In the field of wireless communication technologies, for a wireless communication product such as a base station and so on, product quality needs to be inspected through standing wave detection to ensure signal quality in a communication process.
In the prior art, the standing wave detection is implemented through a frequency domain reflectometry (FDR) method or a phase-detection frequency-domain reflectometry (PDFDR) method. The FDR is also referred to as a frequency sweeping reflectometry, and is configured to send a continuous stepped sine wave, receive a stepped continuous wave reflected by discontinuous points after discontinuous reflection via a transmission cable, and performs processing and analysis by detecting a difference between a transmission signal and a feedback signal, to obtain a standing wave ratio and fault location information. FIG. 1 is a schematic diagram of a PDFDR method. As shown in FIG. 1, the base station sends a frequency sweep signal, distinguishes an incident wave from a reflected wave through a directional coupler, and compares a difference (equivalent to a delay) between the incident wave and the reflected wave.
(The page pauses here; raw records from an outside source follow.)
PR #381, opened 2017-06-09
Expandable attributes

ob-stripe:
r? @brandur-stripe 

This PR adds support for expansion on all API-expandable attributes that are not supported yet.

The library should now support deserializing every expandable attribute ~save for [`parent`](https://stripe.com/docs/api#order_item_object-parent) on order_item which needs to be handled more or less like #365 (the expanded object can be either a SKU or a discount)~.

It also adds `retrieve()` methods with support for passing parameters to resources with at least one expandable attributes, so users can actually send the `expand` parameter when retrieving a single resource.


src/main/java/com/stripe/model/ChargeRefundCollectionDeserializer.java
```diff
@@ -18,6 +20,7 @@ public ChargeRefundCollection deserialize(JsonElement json, Type typeOfT, JsonDe
 		throws JsonParseException {
 		Gson gson = new GsonBuilder()
 			.setFieldNamingPolicy(FieldNamingPolicy.LOWER_CASE_WITH_UNDERSCORES)
+			.registerTypeAdapter(ExpandableField.class, new ExpandableFieldDeserializer())
```
ob-stripe: I had to add the ExpandableField deserializer to both `ChargeRefundCollectionDeserializer` and `FeeRefundColelctionDeserializer`. There's probably a better way of doing this but it would require some refactoring.

brandur-stripe:
OMG. Sorry OB, I didn't get a chance to take a look at this today, but this is **SWEET**. Really great work.

ob-stripe:
After investigating a bit more, it appears that when expanding `item.parent` on order objects, the order_item's `parent` attribute will only be expanded if it's a SKU, not if it's a discount. This means that the attribute can be expanded with a simple `ExpandableField<SKU>` since the expanded object has only one possible type.

src/main/java/com/stripe/model/OrderItem.java
```diff
@@ -1,11 +1,13 @@
 package com.stripe.model;
 
-public class OrderItem extends StripeObject {
+import com.stripe.net.APIResource;
```
ob-stripe: I had to make `OrderItem` extend `APIResource` instead of `StripeObject` so it can use `ExpandableField`. Technically, order_items are a subresource and not a first-order API resource, but I don't think there's any ill effect to making it extend `APIResource`.

That said, maybe we ought to move `ExpandableField` so that it's usable from `StripeModel` instead?

src/test/resources/com/stripe/model/balance_transaction_expansions.json
```diff
@@ -18,11 +18,55 @@
...
-      "balance_transactions": []
+    "id": "dp_1AF5AmKac2qaDcCZHvOjyrDo",
+    "object": "dispute",
+    "amount": 5000,
+    "balance_transaction": "txn_1AF5AmKac2qaDcCZm8tBQt6I",
+    "balance_transactions": [],
+    "charge": "ch_1AF5AlKac2qaDcCZ4Iu07uIA",
+    "created": 1497287247,
+    "currency": "usd",
+    "evidence": {
```
ob-stripe: I completed the model to be a full dispute object.

Prior to [16780a4](https://github.com/stripe/stripe-java/pull/381/commits/16780a4b6b74cfbd73bb17ea052f1b43fb8b4b84), `BalanceTransaction` only supported expanding `source` to a charge, transfer or refund. Since I added support for all possible types, including dispute, `DisputeDataDeserializer` is now correctly invoked when deserializing this balance transaction, and this deserializer expects an `evidence` key.

brandur-stripe:
> After investigating a bit more, it appears that when expanding item.parent on order objects, the order_item's parent attribute will only be expanded if it's a SKU, not if it's a discount. This means that the attribute can be expanded with a simple ExpandableField<SKU> since the expanded object has only one possible type.

So to me this sounds a little like an implementation quirk, and not necessarily the behavior that we'd like to happen. On another PR we recently introduced a pattern whereby balance transaction sources are an `ExpandableField<HasId>` and we could potentially apply a similar pattern here. Thoughts?

src/main/java/com/stripe/model/OrderItem.java
brandur-stripe: So since order items _are_ API resources, I think it's perfectly okay to change their subclass here.

We probably should make `ExpandableField` available on `StripeObject` though.

src/main/java/com/stripe/model/BalanceTransactionDeserializer.java
```diff
@@ -50,15 +65,8 @@ public BalanceTransaction deserialize(JsonElement json, Type typeOfT, JsonDeseri
...
-				if ("charge".equals(val.getAsString())) {
-					sourceObjClass = Charge.class;
-				} else if ("transfer".equals(val.getAsString())) {
-					sourceObjClass = Transfer.class;
-				} else if ("refund".equals(val.getAsString())) {
-					sourceObjClass = Refund.class;
-				}
-				// TODO support other source types (?)
+				String type = val.getAsString();
+				Class<? extends HasId> sourceObjClass = sourceObjMap.get(type);
```
brandur-stripe: Very nice improvement here :)

src/main/java/com/stripe/model/BalanceTransactionDeserializer.java
```diff
@@ -12,30 +10,47 @@
...
+	static {
+		sourceObjMap.put("application_fee", ApplicationFee.class);
+		sourceObjMap.put("charge", Charge.class);
+		sourceObjMap.put("dispute", Dispute.class);
+		sourceObjMap.put("fee_refund", FeeRefund.class);
+		sourceObjMap.put("payout", Payout.class);
+		sourceObjMap.put("refund", Refund.class);
+		sourceObjMap.put("transfer", Transfer.class);
+		sourceObjMap.put("transfer_reversal", Reversal.class);
+	}
```
brandur-stripe: Thanks a lot for finishing this off! Much cleaner implementation too.

src/main/java/com/stripe/model/ChargeRefundCollectionDeserializer.java
brandur-stripe: Yeah, +1. The thing where we manually instantiate new GSONs all over the place that only have a set of hand-picked custom deserializer support seems super brittle to me and we should fix it, but this seems like the right thing to do for now.

brandur-stripe:
Once again, great work here OB! And bonus points for making it backwards compatible!

The one thing that struck me on this one is that it would be nice to have a few more tests around deserializing each type of model with and without expansions, but given how sorry the shape of model tests is right now, it's definitely not fair to dump all of that on you right now.

I wouldn't be surprised if we missed something somewhere, but I'd say that given that this PR is big enough that it could be prone to rot, we should just go ahead and bring it in and iterate on problems or omissions as they come up. What do you think?

ob-stripe:
> On another PR we recently introduced a pattern whereby balance transaction sources are an ExpandableField<HasId> and we could potentially apply a similar pattern here. Thoughts?

This is actually what I did first. It's when I tried to test it that I realized that only SKUs were expanded and not discounts.

I could certainly reintroduce the custom `OrderItemDeserializer` I wrote (which was basically a copy/paste of `BalanceTransactionDeserializer`), but if it's only going to expect one expanded class for the `parent` attribute (i.e. `SKU`), I thought we might as well simply use `ExpandableField<SKU>`.

> The one thing that struck me on this one is that it would be nice to have a few more tests around deserializing each type of model with and without expansions, but given how sorry the shape of model tests is right now, it's definitely not fair to dump all of that on you right now.

Agreed on both counts :p 

> I wouldn't be surprised if we missed something somewhere, but I'd say that given that this PR is big enough that it could be prone to rot, we should just go ahead and bring it in and iterate on problems or omissions as they come up. What do you think?

Yes, agreed. It's definitely possible I missed some things (I did use the OpenAPI spec to find all expandable attributes but it was still done manually). If that's the case, we can always tackle that later though.

brandur-stripe:
> I could certainly reintroduce the custom OrderItemDeserializer I wrote (which was basically a copy/paste of BalanceTransactionDeserializer), but if it's only going to expect one expanded class for the parent attribute (i.e. SKU), I thought we might as well simply use ExpandableField<SKU>.

Can we dig into this a bit more? I just looked at the code and it certainly _looks_ like discounts are also supposed to be expandable. It's possible they're not, but it seems like that would be more of a bug than a feature?

I guess my point is that even if only SKUs are expandable, if it looks like an implementation quirk rather than something that was purposely designed, we should probably prefer `HasId` here just to minimize the probability of having to introduce a breaking change somewhere down the line.

ob-stripe:
@brandur-stripe That makes sense. I updated the PR to use a custom deserializer for order items.

The test is unchanged except that I used `getParentObjectAs()` instead of `getParentObject()` to avoid casting.

brandur-stripe:
> The test is unchanged except that I used getParentObjectAs() instead of getParentObject() to avoid casting.

Nice! Thanks for re-using the balance transaction conventions here. This looks great to me.

brandur-stripe:
Released as 5.3.0.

An obtained simulated voltage sequence undergoes inverse fast Fourier transform (IFFT), and a location of a reflection point and strength of the feedback signal are obtained, that is, a connection state and a fault state of an antenna feeder cable are obtained.
In the prior art, an additional hardware circuit such as a coupler, a load, a frequency mixer, an operation amplifier, an analog-to-digital converter (ADC) and so on need to be added to the standing wave detection, which leads to a complicated link and a high cost.